BEIR-NL: Zero-shot Information Retrieval Benchmark for the Dutch Language
Nikolay Banar, Ehsan Lotfi, Walter Daelemans
TL;DR
BEIR-NL addresses the lack of Dutch zero-shot IR benchmarks by translating the BEIR datasets into Dutch and evaluating a range of lexical, dense, and reranking models. The study finds that BM25 remains a strong baseline, with larger dense models and reranking approaches offering the best performance in many settings, though translation can degrade benchmark reliability. The work highlights the importance of native language resources and calls for future development of Dutch IR datasets to improve zero-shot evaluation. BEIR-NL is publicly available on the Hugging Face hub to foster broader Dutch IR research and fair comparisons.
Abstract
Zero-shot evaluation of information retrieval (IR) models is often performed using BEIR; a large and heterogeneous benchmark composed of multiple datasets, covering different retrieval tasks across various domains.
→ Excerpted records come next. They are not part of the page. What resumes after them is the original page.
Issue #555, opened 2023-02-21
Permit asynchronous code to be given to the custom completion type


thafner0:
At the moment the `custom` case of the `CompletionKind` enumeration supports being given a custom closure to generate completions on the command line. However, since the provided closure must be synchronous, it is difficult to incorporate functionality that requires swift's concurrency features. The lack of this functionality prevents certain tasks from being possible with these completions and causes other tasks to be possible, but only in a non-thread safe way. Examples of this include working with databases (such as those managed by Apple's Core Data framework).

Example:

```swift
struct SomeCommand: AsyncParseableCommand {

@Argument(help: "<Helpful help>", completion: .custom({ arguments in
return try? await completionGenerator(arguments: arguments) ?? []
}))
var argument: String

mutating func run() async throws {
// Code that makes the command Run
}
}

@MainActor
private func completionGenerator(arguments: [String]) async throws -> [String] {
// Code that generates completions that has some asynchronous system in use and/or must be run on the main actor.
}
```

luispadron:
This would be great, along with `completion` we could really use this for `transform`. 

@natecook1000 is this something you think would be wanted? I could work on this if you don't think it's too complicated as a first task

rgoldberg:
@natecook1000 @rauhul Is this issue on the roadmap for imminent development? Would it be difficult to implement?

Is there any public roadmap for development?

Thanks for any info.

rgoldberg:
I have code that implements this that I will submit as a PR after #770 has been merged.

PR #770, opened 2025-05-13
Replace the cursor index within the completing word parameter of custom-completion closures with a `String` completion prefix parameter

### LINKED ISSUE #769: Replace second index parameter of custom-completion closures with a String prefix parameter
@natecook1000 @rauhul I think this is an urgent fix that should be merged before any new version is released.

I will make a PR now. 

Replace the cursor index within completing word parameter of custom-completion closures with a `String` `completionPrefix` parameter.

Most of the time, a completion function will just want the prefix of the word being completed before the cursor.

Code shouldn't have to be complex to get it, but I didn't realize how cumbersome `Int` indices are for Swift `String`s (I'm fairly new to Swift).

Code can easily get the index from the prefix. This should be a much nicer experience for users.

rgoldberg:
Replace the cursor index within the completing word parameter of custom-completion closures with a `String` completion prefix parameter.

Resolve #769

@natecook1000 @rauhul I think that this is an urgent improvement.

The Swift substring API is exceedingly verbose, and this will make using custom completions much easier.

We don't want to release the current API with the 2 indices to users because then it will need to be supported indefinitely, despite being suboptimal.

### Checklist

### DIFF
--- a/Sources/ArgumentParser/Parsing/CommandParser.swift
+++ b/Sources/ArgumentParser/Parsing/CommandParser.swift
@@ -465,12 +465,7 @@ extension CommandParser {
       let completingPrefix: String
       if let completingArgument = args.last {
         completingPrefix = String(
-          completingArgument.prefix(
-            upTo: completingArgument.index(
-              completingArgument.startIndex,
-              offsetBy: cursorIndexWithinCompletingArgument
-            )
-          )
+          completingArgument.prefix(cursorIndexWithinCompletingArgument)
         )
       } else if cursorIndexWithinCompletingArgument == 0 {
         completingPrefix = ""
--- a/Sources/ArgumentParser/Parsing/CommandParser.swift
+++ b/Sources/ArgumentParser/Parsing/CommandParser.swift
@@ -456,16 +456,32 @@ extension CommandParser {
       }
 
       guard
-        let s = args.popFirst(),
-        let cursorIndexWithinCompletingArgument = Int(s)
+        let arg = args.popFirst(),
+        let cursorIndexWithinCompletingArgument = Int(arg)
       else {
+        throw ParserError.invalidState
+      }
+
+      let completingPrefix: String
+      if let completingArgument = args.last {
+        completingPrefix = String(
+          completingArgument.prefix(
+            upTo: completingArgument.index(
+              completingArgument.startIndex,
+              offsetBy: cursorIndexWithinCompletingArgument
+            )
+          )
+        )
+      } else if cursorIndexWithinCompletingArgument == 0 {
+        completingPrefix = ""
+      } else {
         throw ParserError.invalidState
       }
 
       completions = complete(
         Array(args),
         completingArgumentIndex,
-        cursorIndexWithinCompletingArgument
+        completingPrefix
       )
     case .customDeprecated(let complete):
       completions = complete(args)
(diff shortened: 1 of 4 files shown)


rgoldberg:
@natecook1000 @rauhul I also have a PR for #555 (supporting `async` functions as custom completion handlers). I will submit it after this PR has been merged because it is branched from this PR's branch. It's not large at all, so shouldn't take long to review.

Please don't release a new version of Swift Argument Parser without checking with me first, because I might have other useful submissions queued up. Obviously, if I don't respond in a timely manner, go ahead & release new versions whenever you want, but if you could check with me first, I'd appreciate it, and users might get more functionality in the new release. Most importantly, if I realize that a new interface is suboptimal, it should be cleaned up ASAP before being officially released so it won't need to be maintained indefinitely, and so it won't be unpleasant for users.

Thanks again.

Sources/ArgumentParser/Parsing/CommandParser.swift
```diff
@@ -456,16 +456,32 @@ extension CommandParser {
...
 
+      let completingPrefix: String
+      if let completingArgument = args.last {
+        completingPrefix = String(
+          completingArgument.prefix(
+            upTo: completingArgument.index(
+              completingArgument.startIndex,
+              offsetBy: cursorIndexWithinCompletingArgument
+            )
+          )
```
natecook1000, line 473: There's a prefix overload that just takes the count of elements to include, so this can be simplified to `.prefix(cursorIndexWithinCompletingArgument)`.

natecook1000:
@rgoldberg This change makes sense, since the conversion from `Int` to substring can be error-prone. Just to make sure I'm understanding this correctly: if a user has the following text on the command line, with their cursor as marked:

```
$ example --foo 1 --bar 2 baz bizzle
                           ^ cursor here, on 'a' in 'baz'
```

...then the parameters passed to the custom completion closure would be as if it were called like:

```swift
complete(["example", "--foo", "1", "--bar", "2", "baz", "bizzle"], 5, "b")
```

Is that right?

rgoldberg:
@natecook1000 My zsh cursor is always displayed between characters, not on them. Maybe you can switch cursor modes, but for the cursor in-between character mode, it would be between the `b` & the `a`. Typing backspace would delete the `b`. Typing delete would delete the `a`. Typing a normal character would insert it between the 2. In that case, the arguments you listed are correct. (sorry to be pedantic, but I want to ensure that I am as unambiguous as possible).

Thanks for looking into this.

Sources/ArgumentParser/Parsing/CommandParser.swift
rgoldberg: I will update the PR now. I'm still new to Swift, so my API knowledge is limited. I didn't even realize how verbose it is to get substrings in Swift. Thanks for pointing this out. All similar tips will be greatly appreciated, as it will produce much nicer code & get me up to speed much faster. Thanks.

rgoldberg: @natecook1000 Pushed the fix. Thanks again for the tip.

natecook1000:
@swift-ci Please test

rgoldberg:
The failing API breakage check should be OK because the replaced API was never released in a new version.

natecook1000:
@rgoldberg We're on the same page! The default cursor indicator for me is a block, even though I think of that as the cursor for overwrite mode (though I can't remember what platform that was on). In any case, you're describing what I meant to.

And exactly, merging over the API breakage check.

Although BEIR has become a standard benchmark for the zero-shot setup, its exclusively English content reduces its utility for underrepresented languages in IR, including Dutch. To address this limitation and encourage the development of Dutch IR models, we introduce BEIR-NL by automatically translating the publicly accessible BEIR datasets into Dutch. Using BEIR-NL, we evaluated a wide range of multilingual dense ranking and reranking models, as well as the lexical BM25 method. Our experiments show that BM25 remains a competitive baseline, and is only outperformed by the larger dense models trained for retrieval. When combined with reranking models, BM25 achieves performance on par with the best dense ranking models. In addition, we explored the impact of translation on the data by back-translating a selection of datasets to English, and observed a performance drop for both dense and lexical methods, indicating the limitations of translation for creating benchmarks. BEIR-NL is publicly available on the Hugging Face hub.